Start of Extracted information

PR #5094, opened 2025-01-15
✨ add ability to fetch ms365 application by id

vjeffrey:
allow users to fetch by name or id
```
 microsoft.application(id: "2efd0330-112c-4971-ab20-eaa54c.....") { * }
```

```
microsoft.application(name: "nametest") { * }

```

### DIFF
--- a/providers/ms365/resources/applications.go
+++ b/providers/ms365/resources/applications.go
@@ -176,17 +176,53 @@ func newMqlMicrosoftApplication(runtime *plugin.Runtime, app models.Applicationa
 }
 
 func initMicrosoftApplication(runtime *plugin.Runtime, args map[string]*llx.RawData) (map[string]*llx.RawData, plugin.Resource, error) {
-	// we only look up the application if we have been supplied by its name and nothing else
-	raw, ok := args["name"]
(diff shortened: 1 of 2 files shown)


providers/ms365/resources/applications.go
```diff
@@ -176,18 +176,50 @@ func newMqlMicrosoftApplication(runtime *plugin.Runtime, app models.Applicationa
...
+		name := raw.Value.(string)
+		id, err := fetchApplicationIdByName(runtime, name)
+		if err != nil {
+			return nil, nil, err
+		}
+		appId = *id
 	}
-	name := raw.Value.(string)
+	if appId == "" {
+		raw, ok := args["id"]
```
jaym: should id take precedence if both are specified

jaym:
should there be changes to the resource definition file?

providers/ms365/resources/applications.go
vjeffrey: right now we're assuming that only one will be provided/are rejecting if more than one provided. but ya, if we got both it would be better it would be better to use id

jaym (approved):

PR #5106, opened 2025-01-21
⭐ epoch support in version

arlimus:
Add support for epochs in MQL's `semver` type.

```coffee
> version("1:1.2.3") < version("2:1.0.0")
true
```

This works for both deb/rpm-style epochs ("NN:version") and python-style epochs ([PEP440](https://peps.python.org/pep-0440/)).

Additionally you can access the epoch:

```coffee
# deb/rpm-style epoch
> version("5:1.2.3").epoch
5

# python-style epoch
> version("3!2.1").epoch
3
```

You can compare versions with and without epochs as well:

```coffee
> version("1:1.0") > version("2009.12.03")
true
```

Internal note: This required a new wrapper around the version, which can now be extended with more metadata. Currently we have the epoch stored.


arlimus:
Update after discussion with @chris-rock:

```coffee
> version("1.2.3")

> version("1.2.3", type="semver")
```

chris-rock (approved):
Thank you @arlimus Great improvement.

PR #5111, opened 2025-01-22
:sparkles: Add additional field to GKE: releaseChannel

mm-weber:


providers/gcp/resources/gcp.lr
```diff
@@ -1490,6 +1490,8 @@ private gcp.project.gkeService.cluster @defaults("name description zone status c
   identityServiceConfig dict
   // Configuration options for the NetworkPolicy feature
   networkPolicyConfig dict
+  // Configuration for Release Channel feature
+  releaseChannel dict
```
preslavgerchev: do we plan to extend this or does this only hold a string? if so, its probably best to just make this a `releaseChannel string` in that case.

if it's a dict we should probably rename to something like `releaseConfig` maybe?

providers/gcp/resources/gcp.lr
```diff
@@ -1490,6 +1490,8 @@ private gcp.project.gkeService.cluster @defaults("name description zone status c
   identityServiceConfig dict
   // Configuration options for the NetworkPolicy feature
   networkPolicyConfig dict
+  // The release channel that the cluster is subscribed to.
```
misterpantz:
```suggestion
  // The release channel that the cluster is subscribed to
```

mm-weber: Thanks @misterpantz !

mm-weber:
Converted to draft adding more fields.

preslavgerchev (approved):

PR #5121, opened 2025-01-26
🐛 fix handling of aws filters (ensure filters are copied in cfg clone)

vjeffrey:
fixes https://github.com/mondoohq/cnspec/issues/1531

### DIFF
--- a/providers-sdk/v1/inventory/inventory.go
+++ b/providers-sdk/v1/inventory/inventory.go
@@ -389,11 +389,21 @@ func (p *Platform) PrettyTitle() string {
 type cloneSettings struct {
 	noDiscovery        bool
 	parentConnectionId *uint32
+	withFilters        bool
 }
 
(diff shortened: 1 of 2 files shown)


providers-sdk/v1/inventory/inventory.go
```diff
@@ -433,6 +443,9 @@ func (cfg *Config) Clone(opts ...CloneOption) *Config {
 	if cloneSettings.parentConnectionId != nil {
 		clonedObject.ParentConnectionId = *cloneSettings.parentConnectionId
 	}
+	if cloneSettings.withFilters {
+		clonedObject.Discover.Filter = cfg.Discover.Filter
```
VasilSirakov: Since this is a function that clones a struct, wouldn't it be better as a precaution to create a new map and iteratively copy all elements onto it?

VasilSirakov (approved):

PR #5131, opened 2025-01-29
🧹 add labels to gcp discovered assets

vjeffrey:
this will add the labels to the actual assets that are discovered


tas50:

End of Extracted information
Start of Extracted information

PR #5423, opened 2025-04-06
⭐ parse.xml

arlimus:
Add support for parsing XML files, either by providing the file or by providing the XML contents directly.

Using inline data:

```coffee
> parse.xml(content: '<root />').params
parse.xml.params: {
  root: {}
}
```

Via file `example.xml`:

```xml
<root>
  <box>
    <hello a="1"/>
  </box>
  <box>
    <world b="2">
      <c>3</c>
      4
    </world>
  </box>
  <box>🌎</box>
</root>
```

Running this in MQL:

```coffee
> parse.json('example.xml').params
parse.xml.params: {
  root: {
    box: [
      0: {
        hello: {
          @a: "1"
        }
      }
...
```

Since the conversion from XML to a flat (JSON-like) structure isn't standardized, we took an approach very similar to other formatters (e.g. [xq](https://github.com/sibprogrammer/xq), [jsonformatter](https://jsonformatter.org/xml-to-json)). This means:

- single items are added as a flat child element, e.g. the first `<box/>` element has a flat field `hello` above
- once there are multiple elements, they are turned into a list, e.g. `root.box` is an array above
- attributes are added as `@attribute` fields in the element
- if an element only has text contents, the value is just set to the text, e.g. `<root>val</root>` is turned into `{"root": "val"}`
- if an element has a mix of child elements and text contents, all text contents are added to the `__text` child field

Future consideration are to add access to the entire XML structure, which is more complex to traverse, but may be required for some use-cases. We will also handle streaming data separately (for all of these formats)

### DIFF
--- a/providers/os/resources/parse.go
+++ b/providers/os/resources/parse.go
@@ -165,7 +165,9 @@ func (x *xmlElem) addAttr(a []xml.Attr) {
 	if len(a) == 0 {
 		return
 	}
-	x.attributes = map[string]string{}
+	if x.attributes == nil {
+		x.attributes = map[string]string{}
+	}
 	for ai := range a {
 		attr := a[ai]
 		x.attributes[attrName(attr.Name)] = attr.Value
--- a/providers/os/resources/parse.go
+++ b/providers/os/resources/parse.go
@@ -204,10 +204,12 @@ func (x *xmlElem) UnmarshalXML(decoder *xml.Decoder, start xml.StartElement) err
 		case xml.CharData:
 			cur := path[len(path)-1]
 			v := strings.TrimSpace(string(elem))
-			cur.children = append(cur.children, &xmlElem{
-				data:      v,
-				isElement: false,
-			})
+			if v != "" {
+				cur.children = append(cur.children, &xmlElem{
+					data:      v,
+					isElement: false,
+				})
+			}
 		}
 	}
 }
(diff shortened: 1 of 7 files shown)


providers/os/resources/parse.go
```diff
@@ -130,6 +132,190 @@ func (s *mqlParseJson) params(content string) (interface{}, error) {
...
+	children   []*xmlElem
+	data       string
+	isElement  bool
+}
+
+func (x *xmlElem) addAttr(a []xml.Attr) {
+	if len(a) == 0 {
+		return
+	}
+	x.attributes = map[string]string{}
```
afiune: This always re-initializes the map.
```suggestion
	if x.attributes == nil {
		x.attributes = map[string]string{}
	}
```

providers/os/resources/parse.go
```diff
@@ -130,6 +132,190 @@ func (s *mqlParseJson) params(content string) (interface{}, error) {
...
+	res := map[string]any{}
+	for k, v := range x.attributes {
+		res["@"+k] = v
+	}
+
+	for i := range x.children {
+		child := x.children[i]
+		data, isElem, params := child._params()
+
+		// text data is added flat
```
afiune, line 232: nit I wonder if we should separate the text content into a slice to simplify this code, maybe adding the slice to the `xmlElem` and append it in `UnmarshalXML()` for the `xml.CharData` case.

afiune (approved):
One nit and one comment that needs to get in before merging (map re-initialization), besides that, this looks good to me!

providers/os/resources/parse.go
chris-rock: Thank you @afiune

End of Extracted information
Start of Extracted information

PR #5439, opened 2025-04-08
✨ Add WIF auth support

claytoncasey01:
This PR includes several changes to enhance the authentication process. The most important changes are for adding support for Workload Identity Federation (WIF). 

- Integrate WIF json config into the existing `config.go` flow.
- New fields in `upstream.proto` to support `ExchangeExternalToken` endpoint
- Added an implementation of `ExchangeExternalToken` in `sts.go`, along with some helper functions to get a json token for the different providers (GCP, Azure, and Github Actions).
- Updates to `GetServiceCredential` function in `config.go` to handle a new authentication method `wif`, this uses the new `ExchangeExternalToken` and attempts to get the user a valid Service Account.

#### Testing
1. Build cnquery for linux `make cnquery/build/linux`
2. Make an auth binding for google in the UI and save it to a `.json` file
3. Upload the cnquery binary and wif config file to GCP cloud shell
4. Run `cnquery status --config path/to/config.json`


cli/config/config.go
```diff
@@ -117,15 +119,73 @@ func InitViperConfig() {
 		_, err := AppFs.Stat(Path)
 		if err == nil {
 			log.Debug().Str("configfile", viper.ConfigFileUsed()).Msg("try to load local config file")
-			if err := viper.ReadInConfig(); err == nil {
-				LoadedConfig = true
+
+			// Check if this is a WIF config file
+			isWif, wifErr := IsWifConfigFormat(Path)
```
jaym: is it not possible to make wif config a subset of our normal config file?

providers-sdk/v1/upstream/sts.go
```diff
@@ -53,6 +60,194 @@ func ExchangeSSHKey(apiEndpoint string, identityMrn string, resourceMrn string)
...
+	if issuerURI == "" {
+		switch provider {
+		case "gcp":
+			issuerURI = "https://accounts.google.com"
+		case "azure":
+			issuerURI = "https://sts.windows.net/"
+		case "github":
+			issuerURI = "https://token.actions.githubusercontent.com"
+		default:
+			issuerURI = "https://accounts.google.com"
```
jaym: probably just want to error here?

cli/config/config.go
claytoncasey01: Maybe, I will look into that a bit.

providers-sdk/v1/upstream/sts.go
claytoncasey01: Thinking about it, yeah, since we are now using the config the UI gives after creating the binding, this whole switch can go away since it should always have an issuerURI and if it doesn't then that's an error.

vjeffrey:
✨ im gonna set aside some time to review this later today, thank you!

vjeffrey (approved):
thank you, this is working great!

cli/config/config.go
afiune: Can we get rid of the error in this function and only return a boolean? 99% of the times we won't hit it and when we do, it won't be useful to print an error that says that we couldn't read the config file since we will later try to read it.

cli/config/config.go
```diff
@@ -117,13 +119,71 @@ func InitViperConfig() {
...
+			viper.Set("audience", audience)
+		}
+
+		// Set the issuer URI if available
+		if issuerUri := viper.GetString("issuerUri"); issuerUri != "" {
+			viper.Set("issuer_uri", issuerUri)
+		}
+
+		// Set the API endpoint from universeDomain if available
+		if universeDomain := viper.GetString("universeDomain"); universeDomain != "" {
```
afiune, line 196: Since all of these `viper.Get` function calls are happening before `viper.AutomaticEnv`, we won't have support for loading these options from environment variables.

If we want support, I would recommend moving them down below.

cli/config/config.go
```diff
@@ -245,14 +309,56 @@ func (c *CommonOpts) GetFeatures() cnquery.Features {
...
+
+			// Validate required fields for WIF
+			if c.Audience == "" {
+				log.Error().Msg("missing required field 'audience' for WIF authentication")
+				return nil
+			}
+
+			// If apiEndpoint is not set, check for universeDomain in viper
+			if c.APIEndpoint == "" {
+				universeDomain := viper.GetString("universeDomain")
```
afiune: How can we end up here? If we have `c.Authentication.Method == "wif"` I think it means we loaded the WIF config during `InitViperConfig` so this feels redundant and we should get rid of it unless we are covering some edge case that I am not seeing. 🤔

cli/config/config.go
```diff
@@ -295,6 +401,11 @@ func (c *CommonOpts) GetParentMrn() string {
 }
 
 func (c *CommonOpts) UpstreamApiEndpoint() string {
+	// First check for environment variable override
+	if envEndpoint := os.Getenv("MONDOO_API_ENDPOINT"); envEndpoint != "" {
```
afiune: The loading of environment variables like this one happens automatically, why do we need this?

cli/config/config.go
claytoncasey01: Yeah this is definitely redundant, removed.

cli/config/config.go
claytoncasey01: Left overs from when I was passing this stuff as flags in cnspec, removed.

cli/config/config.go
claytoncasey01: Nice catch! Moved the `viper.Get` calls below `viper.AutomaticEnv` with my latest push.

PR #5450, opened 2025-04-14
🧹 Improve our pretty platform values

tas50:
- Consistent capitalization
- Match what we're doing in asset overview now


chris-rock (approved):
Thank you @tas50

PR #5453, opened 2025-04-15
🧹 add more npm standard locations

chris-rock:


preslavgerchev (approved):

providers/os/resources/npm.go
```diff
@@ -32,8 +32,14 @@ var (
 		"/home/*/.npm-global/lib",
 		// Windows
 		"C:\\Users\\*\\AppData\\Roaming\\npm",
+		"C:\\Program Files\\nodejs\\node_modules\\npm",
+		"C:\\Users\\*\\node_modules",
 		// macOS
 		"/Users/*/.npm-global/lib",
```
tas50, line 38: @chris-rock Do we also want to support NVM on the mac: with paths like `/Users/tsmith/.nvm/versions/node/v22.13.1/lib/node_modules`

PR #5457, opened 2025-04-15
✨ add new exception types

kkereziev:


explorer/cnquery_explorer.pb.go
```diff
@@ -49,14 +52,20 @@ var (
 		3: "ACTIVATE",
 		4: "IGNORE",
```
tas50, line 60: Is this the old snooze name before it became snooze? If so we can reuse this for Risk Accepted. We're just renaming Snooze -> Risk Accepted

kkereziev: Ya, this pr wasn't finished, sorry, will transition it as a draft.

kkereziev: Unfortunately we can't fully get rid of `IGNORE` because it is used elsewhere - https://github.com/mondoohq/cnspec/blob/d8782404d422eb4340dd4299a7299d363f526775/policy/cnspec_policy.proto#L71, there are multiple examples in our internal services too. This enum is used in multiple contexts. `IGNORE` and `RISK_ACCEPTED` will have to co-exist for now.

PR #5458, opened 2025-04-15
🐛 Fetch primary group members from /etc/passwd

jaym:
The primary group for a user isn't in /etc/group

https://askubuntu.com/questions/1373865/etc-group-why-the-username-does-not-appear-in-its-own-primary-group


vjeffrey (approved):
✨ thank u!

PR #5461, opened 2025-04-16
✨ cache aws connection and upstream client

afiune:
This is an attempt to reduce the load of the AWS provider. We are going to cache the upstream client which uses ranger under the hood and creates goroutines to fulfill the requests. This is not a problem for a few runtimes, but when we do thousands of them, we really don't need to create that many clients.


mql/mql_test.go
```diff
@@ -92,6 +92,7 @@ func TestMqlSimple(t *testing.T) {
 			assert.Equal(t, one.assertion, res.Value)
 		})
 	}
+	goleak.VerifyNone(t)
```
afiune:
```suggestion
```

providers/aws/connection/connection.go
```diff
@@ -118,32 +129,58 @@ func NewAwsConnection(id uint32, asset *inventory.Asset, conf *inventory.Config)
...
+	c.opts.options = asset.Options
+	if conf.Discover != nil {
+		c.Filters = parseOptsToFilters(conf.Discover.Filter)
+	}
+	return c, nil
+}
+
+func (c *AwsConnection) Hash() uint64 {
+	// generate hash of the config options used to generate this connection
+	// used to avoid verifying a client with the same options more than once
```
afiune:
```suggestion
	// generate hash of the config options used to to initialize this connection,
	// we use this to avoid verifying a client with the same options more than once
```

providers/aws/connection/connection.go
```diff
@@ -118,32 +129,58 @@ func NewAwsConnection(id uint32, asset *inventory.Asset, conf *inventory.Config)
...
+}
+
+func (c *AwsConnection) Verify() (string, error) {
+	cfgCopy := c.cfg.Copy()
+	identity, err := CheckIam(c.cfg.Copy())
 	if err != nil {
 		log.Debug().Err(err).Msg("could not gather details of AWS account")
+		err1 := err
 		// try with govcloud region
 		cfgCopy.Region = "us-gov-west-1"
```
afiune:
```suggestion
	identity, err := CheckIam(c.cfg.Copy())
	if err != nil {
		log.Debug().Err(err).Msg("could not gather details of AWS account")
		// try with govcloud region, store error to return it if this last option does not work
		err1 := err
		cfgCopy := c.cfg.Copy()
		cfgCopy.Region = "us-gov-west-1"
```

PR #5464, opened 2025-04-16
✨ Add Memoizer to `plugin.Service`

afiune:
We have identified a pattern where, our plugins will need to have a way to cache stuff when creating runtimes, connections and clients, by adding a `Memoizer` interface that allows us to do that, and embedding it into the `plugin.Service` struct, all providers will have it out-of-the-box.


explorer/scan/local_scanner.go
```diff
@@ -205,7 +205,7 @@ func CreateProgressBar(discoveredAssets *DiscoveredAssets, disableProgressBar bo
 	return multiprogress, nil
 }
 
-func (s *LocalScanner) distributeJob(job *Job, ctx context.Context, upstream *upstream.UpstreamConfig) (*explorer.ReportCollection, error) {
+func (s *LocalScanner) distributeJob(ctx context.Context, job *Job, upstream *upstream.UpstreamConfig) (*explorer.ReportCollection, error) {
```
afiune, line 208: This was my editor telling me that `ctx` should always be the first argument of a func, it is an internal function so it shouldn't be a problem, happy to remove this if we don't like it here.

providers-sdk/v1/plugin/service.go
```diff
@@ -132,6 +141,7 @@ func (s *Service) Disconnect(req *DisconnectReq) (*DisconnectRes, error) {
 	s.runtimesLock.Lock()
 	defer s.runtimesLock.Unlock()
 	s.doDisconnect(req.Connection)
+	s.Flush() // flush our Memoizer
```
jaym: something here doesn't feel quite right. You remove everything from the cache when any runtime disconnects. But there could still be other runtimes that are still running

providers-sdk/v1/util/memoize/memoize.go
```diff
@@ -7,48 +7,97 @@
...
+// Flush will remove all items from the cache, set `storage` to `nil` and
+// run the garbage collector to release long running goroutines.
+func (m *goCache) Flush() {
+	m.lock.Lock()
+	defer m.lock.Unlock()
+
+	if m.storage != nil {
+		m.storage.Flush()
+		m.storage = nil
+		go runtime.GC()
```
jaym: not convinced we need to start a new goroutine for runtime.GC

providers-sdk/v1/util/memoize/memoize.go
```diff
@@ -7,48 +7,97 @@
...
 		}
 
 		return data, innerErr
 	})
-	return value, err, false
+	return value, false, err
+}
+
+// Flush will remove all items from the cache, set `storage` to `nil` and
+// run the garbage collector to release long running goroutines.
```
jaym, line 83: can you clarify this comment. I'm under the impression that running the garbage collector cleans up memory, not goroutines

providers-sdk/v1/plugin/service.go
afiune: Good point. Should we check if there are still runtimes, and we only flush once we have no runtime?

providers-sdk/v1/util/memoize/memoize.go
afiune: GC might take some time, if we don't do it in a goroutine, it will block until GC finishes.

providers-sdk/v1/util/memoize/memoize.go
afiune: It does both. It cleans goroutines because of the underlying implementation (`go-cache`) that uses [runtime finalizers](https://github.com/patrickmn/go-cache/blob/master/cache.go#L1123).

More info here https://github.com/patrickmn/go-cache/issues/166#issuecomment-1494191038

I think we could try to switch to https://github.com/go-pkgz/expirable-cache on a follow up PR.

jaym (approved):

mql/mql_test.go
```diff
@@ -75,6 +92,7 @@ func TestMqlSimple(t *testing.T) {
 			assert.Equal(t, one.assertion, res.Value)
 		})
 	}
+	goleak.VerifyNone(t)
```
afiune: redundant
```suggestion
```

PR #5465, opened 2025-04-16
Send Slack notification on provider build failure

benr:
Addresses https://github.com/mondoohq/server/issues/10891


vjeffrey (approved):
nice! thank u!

End of Extracted information

Everything above from the line containing "PR #5094, opened 2025-01-15" down to the line containing "func initMicrosoftApplication(runtime *plugin.Runtime, args" should be copied exactly, both end lines included, and nothing else.

### Answer section
PR #5094, opened 2025-01-15
✨ add ability to fetch ms365 application by id

vjeffrey:
allow users to fetch by name or id
```
 microsoft.application(id: "2efd0330-112c-4971-ab20-eaa54c.....") { * }
```

```
microsoft.application(name: "nametest") { * }

```

### DIFF
--- a/providers/ms365/resources/applications.go
+++ b/providers/ms365/resources/applications.go
@@ -176,17 +176,53 @@ func newMqlMicrosoftApplication(runtime *plugin.Runtime, app models.Applicationa
 }
 
 func initMicrosoftApplication(runtime *plugin.Runtime, args map[string]*llx.RawData) (map[string]*llx.RawData, plugin.Resource, error) {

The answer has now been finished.